Getting drafted into the NHL was a goal for the younger Ronning, one he accomplished this past June.

Ronning was taken in the seventh round (201st overall) by the New York Rangers, the same round as his dad, although with a lot fewer teams in the league back in 1984, the elder Ronning went 134th overall.

And while getting drafted was an accomplishment, Ronning shifts his focus to the Giants.

“We have to make the playoffs, that is the No. 1 goal because once you make the playoffs, anything can happen,” he said.

Ronning, a first-round pick (15th overall) of the team in the WHL bantam draft in 2012, is entering his fourth year in the league.

He scored nine goals and 20 points in 56 games as a 16-year-old but managed just a goal and two points in 24 games the following year, one in which he missed two thirds of the season with a broken clavicle.

One silver lining of missing so much time in 2014-15 was that it gave Ronning the time to see the game from a new perspective.

“It is tough.
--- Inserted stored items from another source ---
PR #635, opened 2019-03-18
FIX Allow multi readonly trans in TextCheckboxGroupField

### LINKED ISSUE #630: Title field causes fatal error on read only transformation
Elemental `4.0.x-dev#1624abcfa413ceb1583fdf233cff280c61237a8f` has a non-recoverable fatal error when a user attempts to view a read only page with an `ElementalArea` on it.
By "non-recoverable" I mean that this error once seen persists even after enabling the user to edit that page again.

Reproduction steps:
- Create a user
- Create a group
- Give the group the ability to access the Pages section of the CMS (as the only permission) image
- Assign the new user to the new group
- Sign in as the new user and create a `BlocksPage` (in a browser/session)
- Edit that blocks page (add blocks, that have titles and have the displayed checked)
- Publish the blocks page
- Use the admin user on another browser/session to use "Site Settings: Access" tab and enable only Administrators to edit pages 
image
- On the browser/session with the new user logged in, refresh the page.
- Observe that the elemental edit view still loads
- Browse to the home page to ensure that it is read only (it should be).
- Browse back to the Blocks Page
- Observe an "Internal server error" toast message
- refresh the page (the URL should be correctly set to edit the Blocks Page)
- Observe a Alert level error `[Alert] Call to a member function Value() on null` 
image
- Interestingly also observe the lack of stack trace 
image

## Setup

- Error occurs on `vendor\dnadesign\silverstripe-elemental\src\Forms\TextCheckboxGroupField.php`
- using `cwp/cwp-recipe-kitchen-sink` as context for testing.
- Windows 10, PHP 7.1.10, Apache 2.4.23
- SilverStripe 4.3.x-dev, `framework#a8605b0`, `cms#543307a`, `admin#d1d0a73`, `versioned-admin#747c508`, `versioned#4ff6126` Elemental as per opening sentence.

chillu:
Fixes #630

In general, every field in SilverStripe should be able to reliably transform itself into a readonly version. That includes fields which are *already* readonly, for example `ReadonlyField->performReadonlyTransformation()` simply returns `$this`. Most fields don't need the `$this->readonly` check implemented in here, because they return a *different* field instead (most of the time a `ReadonlyField` or `LookupField`).

### DIFF
--- a/src/Forms/TextCheckboxGroupField.php
+++ b/src/Forms/TextCheckboxGroupField.php
@@ -39,23 +39,27 @@ class TextCheckboxGroupField extends CompositeField
      */
     public function performReadonlyTransformation()
     {
-        $field = parent::performReadonlyTransformation();
+        $field = $this;
 
-        $field->setTemplate(CompositeField::class);
-        $field->setTitle('Title');
+        if (!$this->readonly) {
+            $field = parent::performReadonlyTransformation();
 
-        $field->replaceField('Title', LiteralField::create(
-            'Title',
-            $field->fieldByName('Title')->Value()
-        ));
+            $field->setTemplate(CompositeField::class);
+            $field->setTitle('Title');
 
-        $displayedText = _t(__CLASS__ . '.DISPLAYED', 'Displayed');
-        $notDisplayedText = _t(__CLASS__ . '.NOT_DISPLAYED', 'Not displayed');
+            $field->replaceField('Title', LiteralField::create(
+                'Title',
+                $field->fieldByName('Title')->Value()
+            ));
 
-        $field->replaceField('ShowTitle', LiteralField::create(
-            'ShowTitle',
-            $field->fieldByName('ShowTitle')->Value() === 'Yes' ? $displayedText : $notDisplayedText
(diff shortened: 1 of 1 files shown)


robbieaverill:
Do we want this against the 4.0 branch?

chillu:
It's a bugfix, so technically I can rebase to a minor release branch - would you prefer that? Depends on when 4.1 is planned I guess.

robbieaverill:
Yeah I think so. 4.1 will be SilverStripe 4.4 minimum, so 4.0 will be the only version people can use until they upgrade to that core release

ScopeyNZ:
(And 4.1 is broken until we get `HtmlEditorField` fixed in `silverstripe/admin`)

chillu:
Here you go: https://github.com/dnadesign/silverstripe-elemental/pull/636. I thought you could rebase PRs in the UI now? Or did I dream that?

robbieaverill:
You can rebase on merge, and you can switch the target branch, but you can’t rebase in the UI otherwise. We usually switch the branch in GitHub and rebase manually.

Issue #617, opened 2019-02-18
MigrateContentToElement doesn't find any pages to migrate


quamsta:
After adding ElementalPageExtension to Page's extensions and running a dev/build?flush, ElementalAreas are created and the MigrateContentToElement task doesn't seem to work because of this filter:

`$pages = $pageType::get()->filter('ElementalAreaID', 0);`

Since every page now has an ElementalArea, the ElementalAreaID will never be 0. Not even sure when this filter could ever be true. I removed the filter, and this task does seem to run, but creates multiple Elements per ElementalArea, and I'm not really sure where to go from there.

ScopeyNZ:
Yeah that's an interesting problem. In the end it looks like it was easier to just to get the new editor handling missing areas rather than ensuring the pages always have an area. Not quite sure how to fix this one too be honest - hence the `effort/hard` label 😅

You are sidelined and you want to help the team win but you are in the bleachers just watching,” he said.

“You get to see how much time you really have (to make a play), you don’t have to rush things, you just have to remain calm with the puck.”

“It made me mentally strong. I understand what I can go through now and can do a lot of things.”

Ronning rebounded last season with 31 goals and 59 points in 67 games, leading the team in both categories.

The Giants are counting on Ronning, who turns 19 next month, to continue his upward progression.

“His offensive game, his vision, it is hard to find guys that can do some of the things he does,” said Giants coach Jason McKee.

“Very dynamic, shifty player. Very good in tight, has the ability to make plays in small areas.

“Definitely an offensive guy for us.”

Goals and stats aside, Ronning would love nothing more than seeing some more W’s.

“I had a lot of fun during the year, but is sucked that we couldn’t win games. That is not fun,” he said.

“I hate losing.

“I am just like my dad in that aspect.”